[Stored records]
━━━

PR #2859, opened 2024-12-03
fix(Input): readonly toggles as disabled

eirikbacker:
- Not all input types natively supports `readonly`
- Today, we attach javascript event listeners to emulate `readonly` for `checkbox`, `radio` and `select`
- This makes it harder to replicate when moving Designsystemet to pure HTML, or other JS-frameworks
- Instead of adding event listeners, we can combine `readonly` with `disabled`, and make sure the `disabled`-styling is only activated when not reaonly
- This fixes so text of inputs still can be selected, but appear to be `readonly` without any need for extra JS

### DIFF
--- a/packages/react/src/components/form/Select/Select.tsx
+++ b/packages/react/src/components/form/Select/Select.tsx
@@ -19,20 +19,12 @@ export type SelectProps = MergeRight<
 >;
 
 export const Select = forwardRef<HTMLSelectElement, SelectProps>(
-  function Select({ className, onKeyDown, onMouseDown, ...rest }, ref) {
+  function Select({ className, ...rest }, ref) {
     return (
       <select
         className={cl('ds-input', className)}
+        disabled={rest.disabled || rest.readOnly}
         ref={ref}
-        onKeyDown={(event) => {
-          if (event.key === 'Tab') return;
-          if (rest.readOnly) event.preventDefault(); // Make readonly work for select
-          onKeyDown?.(event);
-        }}
-        onMouseDown={(event) => {
-          if (rest.readOnly) event.preventDefault(); // Make readonly work for select
-          onMouseDown?.(event);
-        }}
         {...rest}
       />
     );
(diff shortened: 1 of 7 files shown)


mimarz (commented):
This would make it so that readonly Checkboxes, Radios and Switches are not tabbable when in readonly mode but input and textarea are? 

I know we don't recommend use of readonly mode but maybe we should document our reasoning for disabling them on elements that by default are, and/or why behaviour is different.

eirikbacker:
> This would make it so that readonly Checkboxes, Radios and Switches are not tabbable when in readonly mode but input and textarea are?
> 
> I know we don't recommend use of readonly mode but maybe we should document our reasoning for disabling them on elements that by default are, and/or why behaviour is different.

Yeah, did that first, but was thinking; will consumers incorporate the same pattern in HTML or other frameworks? If we do so, we should document "only add disabled+readonly to select and inputs of type checkbox, radio, range, color, file, image, reset and button and, while textarea and other input types can use only readonly" - it might quickly go off rail but dunno. See the point of tabbing, but screen readers will be able to move to disabled fields anyway :)

packages/react/src/components/form/Select/Select.tsx
```diff
@@ -19,20 +19,12 @@ export type SelectProps = MergeRight<
...
-          if (rest.readOnly) event.preventDefault(); // Make readonly work for select
-          onKeyDown?.(event);
-        }}
-        onMouseDown={(event) => {
-          if (rest.readOnly) event.preventDefault(); // Make readonly work for select
-          onMouseDown?.(event);
-        }}
         {...rest}
       />
     );
```
Barsnes, line 30: Doing this makes us undo https://github.com/digdir/designsystemet/issues/1659, which we decided on earlier this year to implement.

eirikbacker: Agreed. Should we include a designer as this affect user experience?

eirikbacker:
We'll await this, and instead document this only works in React, ref. meeting 09.12.24 with @mimarz, @mrosvik, @Barsnes and @Febakke  ☺️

━━━

Your instructions:
Nothing should be returned except the lines from the first line of the data above through the line with "- This makes", each one exact.

Your solution:
PR #2859, opened 2024-12-03
fix(Input): readonly toggles as disabled

eirikbacker:
- Not all input types natively supports `readonly`
- Today, we attach javascript event listeners to emulate `readonly` for `checkbox`, `radio` and `select`
- This makes it harder to replicate when moving Designsystemet to pure HTML, or other JS-frameworks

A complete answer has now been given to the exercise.